── Dataset excerpts ──

PR #10970, opened 2023-04-28
fix(portals-admin-ids-admin): Modal body scroll

hedinne:
## What
This modal is a copy (or the original) of the modal In #10965. This fixes the same bug, where the body was allowed to scroll underneath the modal on mobile.

I've tested all the components that depend on this modal.

## Checklist:


saevarma (approved):
Assuming that preventBodyScroll is default true.

PR #10984, opened 2023-05-02
feat(web): Resolve powerbi embed props at request time

RunarVestmann:
# Resolve powerbi embed props at request time

## What

* Instead of having an open endpoint to fetch a powerbi embed token we'd rather like to resolve the embed token at request time
* I also added a way for powerbi reports to load in mobile portrait layout

## Why

* This is more "secure" since now only reports that should be embedded can actually generate a token without the user seeing any network request in his browser

## Checklist:


libs/cms/src/lib/models/powerBiSlice.model.ts
```diff
@@ -22,6 +22,9 @@ export class PowerBiSlice {
 
   @Field({ nullable: true })
   owner?: 'Fiskistofa'
+
+  @Field(() => graphqlTypeJson, { nullable: true })
+  powerBiEmbedPropsFromServer?: Record<string, unknown> | null
```
eirikurn, line 27: It's actually not neccessary to define this here, if you don't need it (then you can skip it also in mapPowerBiSlice). The field resolver decorators adds it to the final graphql schema.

───

### Assigned task
In the records above, the line with "fix(portals-admin-ids-admin): Modal body" marks the start and the line with "feat(web): Resolve powerbi" marks the end; copy that stretch exactly, both lines included, and nothing else.

### Reply to the task
fix(portals-admin-ids-admin): Modal body scroll

hedinne:
## What
This modal is a copy (or the original) of the modal In #10965. This fixes the same bug, where the body was allowed to scroll underneath the modal on mobile.

I've tested all the components that depend on this modal.

## Checklist:


saevarma (approved):
Assuming that preventBodyScroll is default true.

PR #10984, opened 2023-05-02
feat(web): Resolve powerbi embed props at request time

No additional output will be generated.